## DIRECTIONS FOR THIS TASK
Your answer should consist of the lines in the data below that contain "comments".

(Collected data)
=== Section Start ===

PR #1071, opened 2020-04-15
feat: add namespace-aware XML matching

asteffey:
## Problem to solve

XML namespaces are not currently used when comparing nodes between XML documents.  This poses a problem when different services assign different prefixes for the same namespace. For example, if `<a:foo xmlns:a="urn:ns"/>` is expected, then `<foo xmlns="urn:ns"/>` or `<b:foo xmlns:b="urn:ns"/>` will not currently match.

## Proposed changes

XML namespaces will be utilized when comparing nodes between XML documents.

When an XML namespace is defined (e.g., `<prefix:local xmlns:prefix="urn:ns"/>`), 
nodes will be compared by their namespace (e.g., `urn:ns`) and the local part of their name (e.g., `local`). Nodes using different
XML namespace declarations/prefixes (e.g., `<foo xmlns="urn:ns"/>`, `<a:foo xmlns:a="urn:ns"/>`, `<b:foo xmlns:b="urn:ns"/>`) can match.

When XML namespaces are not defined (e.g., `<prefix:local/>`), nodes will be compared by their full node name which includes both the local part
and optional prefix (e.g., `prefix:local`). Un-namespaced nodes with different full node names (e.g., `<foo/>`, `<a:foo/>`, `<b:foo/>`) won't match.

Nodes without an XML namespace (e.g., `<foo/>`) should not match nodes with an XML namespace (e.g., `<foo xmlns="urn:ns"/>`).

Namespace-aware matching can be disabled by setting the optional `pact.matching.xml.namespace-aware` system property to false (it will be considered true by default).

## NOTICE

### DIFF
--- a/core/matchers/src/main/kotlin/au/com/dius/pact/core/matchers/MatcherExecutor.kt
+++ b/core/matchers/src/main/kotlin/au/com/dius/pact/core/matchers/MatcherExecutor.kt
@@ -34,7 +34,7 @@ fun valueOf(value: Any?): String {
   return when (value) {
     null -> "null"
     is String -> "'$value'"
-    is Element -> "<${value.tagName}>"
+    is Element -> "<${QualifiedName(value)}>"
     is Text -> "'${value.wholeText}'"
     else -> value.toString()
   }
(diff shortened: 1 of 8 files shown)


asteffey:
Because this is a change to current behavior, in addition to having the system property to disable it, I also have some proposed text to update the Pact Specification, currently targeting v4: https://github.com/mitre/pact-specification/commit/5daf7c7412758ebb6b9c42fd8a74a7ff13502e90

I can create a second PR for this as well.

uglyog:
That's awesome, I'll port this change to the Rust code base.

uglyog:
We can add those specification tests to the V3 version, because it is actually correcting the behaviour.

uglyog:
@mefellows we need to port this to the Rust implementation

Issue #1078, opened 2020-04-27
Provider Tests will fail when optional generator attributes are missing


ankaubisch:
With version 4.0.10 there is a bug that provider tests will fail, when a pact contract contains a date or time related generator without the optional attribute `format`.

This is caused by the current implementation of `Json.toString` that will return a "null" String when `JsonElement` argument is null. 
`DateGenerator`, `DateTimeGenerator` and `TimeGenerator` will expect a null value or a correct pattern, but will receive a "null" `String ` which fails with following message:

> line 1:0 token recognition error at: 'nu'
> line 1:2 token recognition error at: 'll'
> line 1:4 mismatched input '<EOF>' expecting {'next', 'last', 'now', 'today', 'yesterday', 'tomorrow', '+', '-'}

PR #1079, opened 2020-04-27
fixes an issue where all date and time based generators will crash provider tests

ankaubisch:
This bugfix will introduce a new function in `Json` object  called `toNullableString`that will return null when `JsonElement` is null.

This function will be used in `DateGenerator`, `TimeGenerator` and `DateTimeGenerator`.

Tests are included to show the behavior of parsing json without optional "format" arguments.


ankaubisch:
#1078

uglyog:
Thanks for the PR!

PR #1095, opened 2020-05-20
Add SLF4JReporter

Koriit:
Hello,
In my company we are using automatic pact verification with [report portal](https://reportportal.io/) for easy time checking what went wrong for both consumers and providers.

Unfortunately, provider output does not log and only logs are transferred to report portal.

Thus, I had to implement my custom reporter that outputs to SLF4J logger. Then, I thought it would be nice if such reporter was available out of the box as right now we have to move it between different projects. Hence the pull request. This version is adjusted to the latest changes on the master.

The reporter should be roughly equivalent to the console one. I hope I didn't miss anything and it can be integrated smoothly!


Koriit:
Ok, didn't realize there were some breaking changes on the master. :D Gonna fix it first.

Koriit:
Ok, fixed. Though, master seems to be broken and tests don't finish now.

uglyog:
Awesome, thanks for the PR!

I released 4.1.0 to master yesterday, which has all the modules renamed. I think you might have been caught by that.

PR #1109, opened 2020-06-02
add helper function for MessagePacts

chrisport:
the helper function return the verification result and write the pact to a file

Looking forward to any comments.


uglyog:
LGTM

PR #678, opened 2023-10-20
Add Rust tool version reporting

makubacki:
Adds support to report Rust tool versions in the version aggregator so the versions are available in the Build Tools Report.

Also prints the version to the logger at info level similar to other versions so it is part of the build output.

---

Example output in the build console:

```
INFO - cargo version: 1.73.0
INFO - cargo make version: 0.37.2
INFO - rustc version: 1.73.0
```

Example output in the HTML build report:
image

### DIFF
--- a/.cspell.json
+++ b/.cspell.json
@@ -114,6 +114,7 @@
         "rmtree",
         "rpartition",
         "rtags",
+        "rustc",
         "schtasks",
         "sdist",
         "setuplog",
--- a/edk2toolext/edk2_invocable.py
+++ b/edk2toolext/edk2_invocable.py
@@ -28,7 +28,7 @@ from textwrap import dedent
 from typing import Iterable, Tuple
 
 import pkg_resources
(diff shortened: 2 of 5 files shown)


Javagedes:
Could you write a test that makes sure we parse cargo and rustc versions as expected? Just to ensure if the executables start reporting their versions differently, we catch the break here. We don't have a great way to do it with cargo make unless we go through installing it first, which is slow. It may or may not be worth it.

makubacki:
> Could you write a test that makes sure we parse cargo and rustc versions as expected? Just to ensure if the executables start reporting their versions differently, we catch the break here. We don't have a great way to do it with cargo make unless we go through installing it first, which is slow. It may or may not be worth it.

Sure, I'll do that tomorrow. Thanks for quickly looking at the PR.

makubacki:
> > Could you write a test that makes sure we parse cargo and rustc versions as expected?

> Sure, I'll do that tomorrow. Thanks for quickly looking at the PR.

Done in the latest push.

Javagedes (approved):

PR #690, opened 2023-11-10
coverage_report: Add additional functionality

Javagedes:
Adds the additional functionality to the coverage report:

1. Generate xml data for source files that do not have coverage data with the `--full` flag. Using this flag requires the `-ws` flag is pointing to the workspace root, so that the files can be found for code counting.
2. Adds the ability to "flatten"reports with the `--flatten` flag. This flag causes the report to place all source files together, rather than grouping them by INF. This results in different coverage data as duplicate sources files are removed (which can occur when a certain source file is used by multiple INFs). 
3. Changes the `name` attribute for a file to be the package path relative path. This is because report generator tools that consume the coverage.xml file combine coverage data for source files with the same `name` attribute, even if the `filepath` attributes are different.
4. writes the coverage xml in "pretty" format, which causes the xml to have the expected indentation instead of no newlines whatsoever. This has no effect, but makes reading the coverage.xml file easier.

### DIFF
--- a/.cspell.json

=== Section End ===
=== Section Start ===

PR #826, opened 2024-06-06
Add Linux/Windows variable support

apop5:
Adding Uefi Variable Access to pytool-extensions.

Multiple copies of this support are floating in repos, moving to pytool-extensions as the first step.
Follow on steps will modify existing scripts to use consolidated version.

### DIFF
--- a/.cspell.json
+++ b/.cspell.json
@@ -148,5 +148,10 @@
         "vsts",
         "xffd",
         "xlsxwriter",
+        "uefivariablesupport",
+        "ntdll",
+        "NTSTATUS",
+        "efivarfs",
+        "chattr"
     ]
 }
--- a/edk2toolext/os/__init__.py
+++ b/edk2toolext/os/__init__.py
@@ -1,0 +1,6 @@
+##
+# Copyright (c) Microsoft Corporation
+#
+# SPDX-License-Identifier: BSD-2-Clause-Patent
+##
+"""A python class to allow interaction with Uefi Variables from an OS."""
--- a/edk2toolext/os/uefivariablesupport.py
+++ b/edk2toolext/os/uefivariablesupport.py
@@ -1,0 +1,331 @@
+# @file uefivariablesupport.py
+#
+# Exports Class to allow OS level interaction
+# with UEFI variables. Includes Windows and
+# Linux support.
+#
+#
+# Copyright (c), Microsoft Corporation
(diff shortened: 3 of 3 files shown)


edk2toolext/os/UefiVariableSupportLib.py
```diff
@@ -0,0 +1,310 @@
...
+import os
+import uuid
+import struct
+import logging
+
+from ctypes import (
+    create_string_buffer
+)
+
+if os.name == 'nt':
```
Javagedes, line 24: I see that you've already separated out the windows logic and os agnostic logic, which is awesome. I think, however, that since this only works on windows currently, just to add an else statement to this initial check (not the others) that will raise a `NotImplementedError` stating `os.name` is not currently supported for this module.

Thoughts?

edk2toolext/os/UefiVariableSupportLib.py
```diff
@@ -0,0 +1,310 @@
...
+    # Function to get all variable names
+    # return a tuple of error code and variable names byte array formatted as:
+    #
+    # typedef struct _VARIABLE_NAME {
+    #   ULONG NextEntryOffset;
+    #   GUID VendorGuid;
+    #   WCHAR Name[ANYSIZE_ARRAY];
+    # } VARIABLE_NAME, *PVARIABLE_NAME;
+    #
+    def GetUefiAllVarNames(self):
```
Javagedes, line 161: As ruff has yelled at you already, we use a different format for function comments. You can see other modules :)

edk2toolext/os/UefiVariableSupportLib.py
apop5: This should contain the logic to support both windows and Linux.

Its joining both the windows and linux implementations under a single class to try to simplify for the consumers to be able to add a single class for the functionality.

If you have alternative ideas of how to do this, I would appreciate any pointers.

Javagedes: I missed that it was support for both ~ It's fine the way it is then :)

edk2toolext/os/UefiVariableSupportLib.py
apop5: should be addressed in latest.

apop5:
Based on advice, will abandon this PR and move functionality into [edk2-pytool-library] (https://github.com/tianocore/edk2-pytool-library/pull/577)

=== Section End ===

## YOUR SOLUTION
Looking forward to any comments.
Javagedes, line 161: As ruff has yelled at you already, we use a different format for function comments. You can see other modules :)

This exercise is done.